Futurology blog: what’s the next trend that’ll disrupt our world, financially, socially or just pointlessly?

Friday 3 October 2008

Do I need a diagonal thinking cap?

My sister’s great at thinking literally, logically and systematically. I tend to think sideways in a jangling chaos of pictures, words and noises. Now the ad industry is trying to push “diagonal” thinking on us as the next big thing.

They all have their uses and we all end up, hopefully, doing the sorts of activities and work that make use of our thinking modes. Literal thinkers work with and within systems, lateral thinkers head for the creative world and diagonal thinkers tell us how wonderful they are.

All fine and dandy.
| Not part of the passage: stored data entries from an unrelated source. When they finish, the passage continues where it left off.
PR #82, opened 2022-08-19
Add minimum value for small and medium sizes

### LINKED ISSUE #76: The 'small' font size scales down too much at smaller resolutions
Currently, the 'small' font size is set to `1rem`, but as we're using fluid typography and we have set no `min` or `max` value, this font size preset scales to a very small size at smaller resolutions (12px).

I think we should add at least a `min` value to the 'small' size, maybe around `14px` / `0.9rem`?

mikachan:
This PR adds a `min` value for the small and medium fluid font sizes, as I believe they are scaling down too much at smaller resolutions.

- Small: was scaling down to `12px`, now fixed at a minimum value of `14px` / `0.875rem`
- Medium: was scaling down to `13.5px`, now fixed at a minimum value of `16px` / `1rem`

Closes https://github.com/WordPress/twentytwentythree/issues/76.

### DIFF
--- a/theme.json
+++ b/theme.json
@@ -219,14 +219,14 @@
 			"fontSizes": [
 				{
 					"fluid": {
-						"min": "14px"
+						"min": "0.875rem"
 					},
 					"size": "1rem",
 					"slug": "small"
 				},
 				{
 					"fluid": {
-						"min": "16px"
+						"min": "1rem"
 					},
 					"size": "1.125rem",
 					"slug": "medium"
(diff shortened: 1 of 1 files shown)


theme.json
```diff
@@ -218,10 +218,16 @@
...
 				{
+					"fluid": {
+						"min": "14px"
+					},
 					"size": "1rem",
 					"slug": "small"
 				},
 				{
+					"fluid": {
+						"min": "16px"
```
MaggieCabrera: should the units be rems?

mikachan: Yeah this would be better! Not sure why I defaulted to px 😄

MaggieCabrera (approved):
👍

Except occasionally I need to get literal for a few hours. Like when I’m doing my tax return, or I’m in a supermarket or sitting in a meeting with an anally retentive client.
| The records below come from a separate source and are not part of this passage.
PR #83, opened 2022-08-19
Update navigation and site title styles

### LINKED ISSUE #74: Apply the navigation block styles to the sub menu block and home link
I noticed that the font size and hover/focus/active is different on the submenu and home link compared to the "core/navigation-link", which is styled in theme.json.

Is it possible to place these styles directly on the navigation block instead of the child block?
If not, I think that if we are going to style one of them, we have to style and test all the child blocks.

mikachan:
This PR moves the link styles from the child `navigation-link` block to the parent `navigation` block.

It also replicates these link styles on the `site-title` block, so that the site title link states match the navigation link states.

Closes https://github.com/WordPress/twentytwentythree/issues/74.

### DIFF
--- a/theme.json
+++ b/theme.json
@@ -449,13 +449,21 @@
 				},
 				":hover": {
 					"typography": {
-						"textDecoration": "underline dashed"
+						"textDecoration": "none"
 					}
 				},
 				":active": {
 					"typography": {
 						"textDecoration": "none"
 					}
+				},
+				":focus": {
+					"typography": {
+						"textDecoration": "none"
+					}
+				},
+				"typography": {
+					"textDecoration": "underline"
 				}
 			}
 		},
--- a/theme.json
+++ b/theme.json
@@ -312,6 +312,21 @@
 				},
 				"elements": {
 					"link": {
+						":hover": {
+							"typography": {
+								"textDecoration": "underline"
+							}
+						},
+						":focus": {
+							"typography": {
+								"textDecoration": "underline"
+							}
+						},
+						":active": {
+							"typography": {
+								"textDecoration": "underline"
+							}
+						},
 						"typography": {
 							"textDecoration": "none"
 						}
@@ -452,12 +467,12 @@
 						"textDecoration": "none"
 					}
 				},
-				":active": {
+				":focus": {
 					"typography": {
 						"textDecoration": "none"
 					}
 				},
-				":focus": {
+				":active": {
 					"typography": {
 						"textDecoration": "none"
 					}
--- a/theme.json
+++ b/theme.json
@@ -342,6 +342,23 @@
 				}
 			},
 			"core/site-title": {
+				"elements": {
+					"link": {
+						":hover": {
+							"typography": {
+								"textDecoration": "underline"
+							}
+						},
+						":focus": {
+							"typography": {
+								"textDecoration": "underline"
+							}
+						},
+						"typography": {
+							"textDecoration": "none"
+						}
+					}
+				},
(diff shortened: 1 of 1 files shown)


theme.json
```diff
@@ -342,6 +342,23 @@
 				}
 			},
 			"core/site-title": {
+				"elements": {
+					"link": {
+						":hover": {
+							"typography": {
+								"textDecoration": "underline"
```
carolinan, line 376: Should the underline be dashed or solid? 🤔

carolinan:
In post content:
The page list block, home link, site title and the submenu block have the green link color on the front, but not in the editor where they are black.
The navigation link and page link are black in both views.

All text links that can be added to the navigation block are underlined by default in the editor, except the site title block. -This is different from the front where the underline is hidden in the default state.

If I turn on "open on click":
Parent items that have sub menus are not underlined on hover anymore -they are buttons. As a *user* I would expect the menu to look the same when I enable this option.
Parent items in the page list block has a black text color but the sub menu item links are green.

beafialho:
Some things I noticed:

- Site title and nav links hover states are looking good.
- The reverse should happen when we hover any underlined link by default (paragraph link, categories, tags, log in to comment, credit in the footer and so on).

https://user-images.githubusercontent.com/65220155/185913934-fb266895-4534-456c-997f-065a672a3ee6.mp4

- Post titles currently have no underline by default but they should show an underline when we hover them.

https://user-images.githubusercontent.com/65220155/185914835-322c0179-3de4-488f-866b-9f13bf3c8fc8.mp4

> The navigation link and page link are black in both views.

Those are supposed to be black. Only links in paragraphs are intended be green.

theme.json
mikachan: @beafialho Could you confirm which underlines should be dashed and which should be solid?

mikachan:
Thanks for testing @carolinan!

> The page list block, home link, site title and the submenu block have the green link color on the front, but not in the editor where they are black.

I can't see this in my local editor. I'll keep an eye on this and check for any related GB issues.

> All text links that can be added to the navigation block are underlined by default in the editor, except the site title block. -This is different from the front where the underline is hidden in the default state.

I can see this. I think I've fixed it by removing underlines by default on the navigation block.

> Parent items that have sub menus are not underlined on hover anymore -they are buttons. As a user I would expect the menu to look the same when I enable this option.

I see this too - I can't seem to fix it with additional settings in theme.json, I'll find/open an upstream issue.

> Parent items in the page list block has a black text color but the sub menu item links are green.

I can't see this either, this sounds similar to the first issue you listed. It could totally be my environment!

theme.json
beafialho: Does this help @mikachan?

Captura de ecrã 2022-08-22, às 15 29 46

mikachan:
Thanks @beafialho!

> The reverse should happen when we hover any underlined link by default (paragraph link, categories, tags, log in to comment, credit in the footer and so on).

This should now be the case with every other block other than navigation and navigation-link.

> Post titles currently have no underline by default but they should show an underline when we hover them.

This should be done.

beafialho:
Thanks @mikachan, I see those changes now!

theme.json
mikachan: Yes, thank you!

mikachan:
I've updated this PR so the links should now match the designs from [here](https://github.com/WordPress/twentytwentythree/pull/83#discussion_r951514268).

carolinan (approved):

I’ve also watched literal thinkers struggle to handle situations where they really need to just chuck their preconceptions in the bin. Handling little children, for instance, or getting a new piece of technology to work.
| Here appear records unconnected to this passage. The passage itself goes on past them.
Issue #84, opened 2022-08-19
Remove opinionated settings from block markup


mikachan:
As TT3 is focused on style variations, it would be good to remove as many opinionated styles from the block markup as possible. There are a few places where this is happening, but sometimes it can be difficult where unique styles have been required. Here's an example of where we have done this previously: https://github.com/WordPress/twentytwentythree/pull/31

This issue is to track where we could consider moving these settings, and encourage discussion around this for each area:

- [x] 404 pattern: https://github.com/WordPress/twentytwentythree/pull/93
- [x] Search template: https://github.com/WordPress/twentytwentythree/pull/103
- [x] Home template: https://github.com/WordPress/twentytwentythree/pull/94

beafialho:
I agree 404 can become much smaller:

<img width="1148" alt="Captura de ecrã 2022-08-22, às 09 53 33" src="https://user-images.githubusercontent.com/65220155/185881213-2f536bc0-d302-4cfe-9c27-1ef55eaf6e93.png">

About Search and Home, I'm not sure. What changes do you think could be done to make it less opinionated?

pbking:
I don't see that the xx-large size has been used anywhere yet.  Would it make sense to use that value, but maybe crank it up a bit? I'm actually keen to keep the value on the 404 page (`font-size:clamp(4rem, 40vw, 20rem)` or something close to it) for xx-large (which feels like "the upper end of sizes we should create").

pbking:
I didn't notice any opinion in the search template that we might want to relocate (other than some spacing bits that are already being addressed in #52

mikachan:
I'm going to close this, as I think we've currently removed as much opinion as possible from the templates. Please open another issue if you spot anything similar.

PR #93, opened 2022-08-23
Moved 404 size opinion to theme.json

pbking:
This change moves the font size of the large "404" to theme.json (as the xx-large font size which was currently otherwise unused).  This is a 'fluid' size.

It also fixes a small block markup error in the paragraph block that follows it.

Result:
Small:
image

Medium:
image

Large:
image

Addresses some of #84


mikachan (approved):
Thanks for this! LGTM!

The diagonal thinkers never have a problem, of course, because they can “switch effortlessly” from one mode of thinking to another. Which may or may not explain all the puerile advertising we see on the box. Personally, I don’t have that ability and simply end up with rude letters from Her Majesty, all the wrong stuff in my trolly, or picturing my client with an axe buried in her head.

But I imagine that everyone’s brains are physically capable of thinking in any way, we just end up training our brains into one path or another over time (or having them forcibly retrained at school). So what we need is some way to “jolt” our brains from one mode to the other as the occasion demands. Nothing as invasive as an axe, hopefully, but probably a sort of hat with electrodes that stimulate different parts of the skull.

And preferably with the controls disguised so that my client can’t see me desperately stabbing the “ossified and constipated” setting five minutes into the meeting.